- _Assignment_
Look through the data below for the line with "PR #3136, opened 2016-09-05", and transcribe it exactly together with each line after it up to and including the line with "test/commands/arm/hdinsight/arm.hdinsight-cluster-crud-tests.js". Give nothing else.

- _Information given_
|---|
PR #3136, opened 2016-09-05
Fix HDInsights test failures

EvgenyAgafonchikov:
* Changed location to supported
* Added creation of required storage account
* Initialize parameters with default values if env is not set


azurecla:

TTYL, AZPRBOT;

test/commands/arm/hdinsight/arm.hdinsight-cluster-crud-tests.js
|---|
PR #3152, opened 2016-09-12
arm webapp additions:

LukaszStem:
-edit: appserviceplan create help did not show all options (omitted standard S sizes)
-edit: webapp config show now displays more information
|---|
- _Final answer_
PR #3136, opened 2016-09-05
Fix HDInsights test failures

EvgenyAgafonchikov:
* Changed location to supported
* Added creation of required storage account
* Initialize parameters with default values if env is not set


azurecla:

TTYL, AZPRBOT;

test/commands/arm/hdinsight/arm.hdinsight-cluster-crud-tests.js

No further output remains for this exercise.